É hora do almoço. Sinto gastura ao ver aquela refeição, misto de comida vencida, podre, fétida pelo calor. Em bacia de plástico, é servida aos trabalhadores, a mesma para todos. Três pessoas comem: primeiro uma, depois outra, depois mais outra.

Por último, formigas e moscas.

Homens fortes de corpos cansados amontoam-se na beira da estrada, como indigentes em hospital público. Respiros abafados, vozes ofegantes.

Os instrumentos de trabalho acomodam-se num largo tronco.
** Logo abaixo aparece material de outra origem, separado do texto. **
Issue #33418, opened 2021-06-14
`format-go` misses updatesd


howardjohn:
See https://github.com/istio/istio/pull/33417

kailun-qin:
Related golangci-lint changes: https://github.com/golangci/golangci-lint/pull/2069.

howardjohn:
I am pretty sure golangci-lint update fixed it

A motosserra ao lado quer descanso; galões de gasolina meio vazios estão empilhados dois a dois; o caterpillar sentado num monte de areia pede tempo.

Homens dominados pelo cansaço se cruzam em olhares distantes. Os olhos se cruzam pelo nariz. As narinas são muradas de poeira. As bocas abertas tentam puxar o ar dos pulmões abafados. Tempo quente e úmido, perverso, eles pensam.
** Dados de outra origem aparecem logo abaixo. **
PR #33550, opened 2021-06-21
Support OpenMetrics format for metrics merging

### LINKED ISSUE #33474: Metrics merging does not work with openmetrics format metrics
(**NOTE**: This is used to report product bugs:
  To report a security vulnerability, please visit <https://istio.io/about/security-vulnerabilities>
  To ask questions about how to use Istio, please visit <https://discuss.istio.io>)

**Bug description**

When utilizing the metrics merging functionality with an application that supports openmetrics type metrics, e.g. Java-based apps using JMX exporter, prometheus fails to parse the merged metrics it receives from the istio agent.

The end result is a scrape error similar to the following (this example is for JMX exporter's metrics):
`level=debug ts=2021-06-15T02:19:45.732Z caller=scrape.go:1149 component="scrape manager" scrape_pool=kubernetes-pods target=http://10.116.2.7:15020/stats/prometheus msg="Append failed" err="invalid metric type \"info\""`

O almoço corre silencioso e rápido com raros impulsos de diálogos mastigados como alimento.

O sol mostra a clareira.

Cemitério a céu aberto, galhos pendurados caem, terra, buracos, troncos de madeira, areia, toras que pingam; o sol ardendo, queima sem pena. A terra revolve pela quentura, os pés se enchem de terra.
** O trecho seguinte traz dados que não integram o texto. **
PR #33556, opened 2021-06-21
improve Equals func performance 

silenceshell:

1. Add length check for maps with different length, to get result quickly.
2. As length has been checked, and the two maps have the same size, so we only need to check `i.SubsetOf(that)`.

I also add a small example to show the benchmark: https://play.golang.org/p/ZBC5Q9venNY
Run the example in local env, and will get the results:

```
--------- case 1 for length compare ------------
result false, original Equals cost time 233.469785ms
result false, new Equals cost time 162ns
--------- case 2 for one SubsetOf ------------
result true, new Equals 1 cost time 478.357971ms
result true, new Equals 2 cost time 232.908134ms
result true, new Equals 3 cost time 525.778057ms
2021-06-22 00:10:38.98496 +0800 CST m=+3.524822916
```

Case 1 shows two maps with different length, after adding length check, we only need 162ns for `EqualsNew1`, other than 233.469785ms for the original `Equals`.
Case 2 shows two maps with same length, same key & value, we could see `EqualsNew2` with one `SubsetOf` checking, costs almost **half time** of `EqualsNew1`. 
And case 2 also shows that `reflect.DeepEqual` is not a good implement for this situation(maybe the `reflect` is the cause).

---

[ ] Docs
[ ] Installation
[ ] Networking
[X] Performance and Scalability
[ ] Policies and Telemetry
[ ] Security
[ ] Test and Release
[ ] User Experience
[ ] Developer Infrastructure

Pull Request Attributes

### DIFF
--- a/pkg/config/labels/instance.go
+++ b/pkg/config/labels/instance.go
@@ -80,7 +80,10 @@ func (i Instance) Equals(that Instance) bool {
 	if that == nil {
 		return i == nil
 	}
-	return i.SubsetOf(that) && that.SubsetOf(i)
+	if len(i) != len(that) {
+		return false
+	}
+	return i.SubsetOf(that)
 }
 
 // Validate ensures tag is well-formed
--- a/pilot/pkg/model/config_test.go
+++ b/pilot/pkg/model/config_test.go
@@ -179,6 +179,11 @@ func TestLabelsEquals(t *testing.T) {
 	}{
 		{
 			a: nil,
+			b: nil,
+			want: true,
+		},
+		{
+			a: nil,
 			b: labels.Instance{"a": "b"},
 		},
 		{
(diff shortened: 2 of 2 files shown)


howardjohn:
Thanks for the PR! One note - https://dave.cheney.net/2013/06/30/how-to-write-benchmarks-in-go golang has pretty good native support for benchmarks that may help in the future to test your changes

pkg/config/labels/instance.go
```diff
@@ -80,7 +80,10 @@ func (i Instance) Equals(that Instance) bool {
 	if that == nil {
 		return i == nil
 	}
-	return i.SubsetOf(that) && that.SubsetOf(i)
+	if len(i) != len(that) {
```
howardjohn, line 83: could you expand TestLabelsEquals a bit to ensure this doesn't result in any behavioral changes? Right now the tests look pretty light, and I am a bit worried about some edge case

howardjohn (approved):
thanks!

silenceshell:
> Thanks for the PR! One note - https://dave.cheney.net/2013/06/30/how-to-write-benchmarks-in-go golang has pretty good native support for benchmarks that may help in the future to test your changes

Thanks for your advice!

“O friozinho, a brisa leve, o cheiro verde, cadê?

Onde está a Amazônia que conheci? ”.

As cores são pesadas, a paisagem cheira a óleo queimado. A madeira é jogada no chão pelas queimadas.

A floresta recorre a uma lenda para se proteger: “O Curupira é um anão disforme, com os pés virados para trás. Todos aqueles que tentam segui-lo vão se perder”. Ninguém deles se perde. Os peões sabem de tudo, das veredas, das estradas. Reconhecem folhas, plantas, sons, ruídos. Alguém pega um galho de árvore e parte a metade com o facão. Toma, engole… engole tudo. Desce um líquido azul cristalino: é a linfa da planta. Diz que outros galhos são venenosos. Diz para eu não pegar aquilo que é verde e amarelo.

– Aquilo lá não é um galho, é uma cobra! – dá uma boa gargalhada com a água saindo pelo canto da boca.

Outra vez, pé ante pé, em fila indiana, sem descanso algum.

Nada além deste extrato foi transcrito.